Task to complete:
Find the line that contains "This is very". Restate it and each following line exactly, through the end of the records.

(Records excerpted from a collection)
PR #418, opened 2021-09-17
fix: only discuss Maven tooling

ennru:
I worked through a part of the Java SDK docs to only show the Maven tooling, as it is required nowadays.﻿


retgits (approved):
LGTM! Added one textual suggestion

PR #424, opened 2021-09-20
fix: syntax renamed to Format

octonato:
Syntax was a bad name that I picked back in the time. This PR change it to Format. 

Not urgent. I can rebase later when we finish the round of changes we are doing.


patriknw (approved):
LGTM

PR #425, opened 2021-09-20
feat(codegen-scala): Scaffold empty ValueEntity implementation

raboof:
This is very incomplete (actually referring to the ScalaPB-generated types
or to the SDK is not there yet), but I thought it might be good to PR 
already to avoid double work or conflicts on the lower-level changes.


codegen/scala-gen/src/main/scala/com/akkaserverless/codegen/scalasdk/impl/ValueEntitySourceGenerator.scala
```diff
@@ -0,0 +1,56 @@
...
+         |
+         |${imports.map(i => s"import $i").mkString("\n")}
+         |
+         |class ${entity.fqn.name} /* extends Abstract${entity.fqn.name} */ {
+         |  ${Syntax.indent(methods, 2)}
+         |}
+         |""".stripMargin)
+  }
+
+  private def lowerFirst(text: String): String =
```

Exercise result:
This is very incomplete (actually referring to the ScalaPB-generated types
or to the SDK is not there yet), but I thought it might be good to PR 
already to avoid double work or conflicts on the lower-level changes.


codegen/scala-gen/src/main/scala/com/akkaserverless/codegen/scalasdk/impl/ValueEntitySourceGenerator.scala
```diff
@@ -0,0 +1,56 @@
...
+         |
+         |${imports.map(i => s"import $i").mkString("\n")}
+         |
+         |class ${entity.fqn.name} /* extends Abstract${entity.fqn.name} */ {
+         |  ${Syntax.indent(methods, 2)}
+         |}
+         |""".stripMargin)
+  }
+
+  private def lowerFirst(text: String): String =
```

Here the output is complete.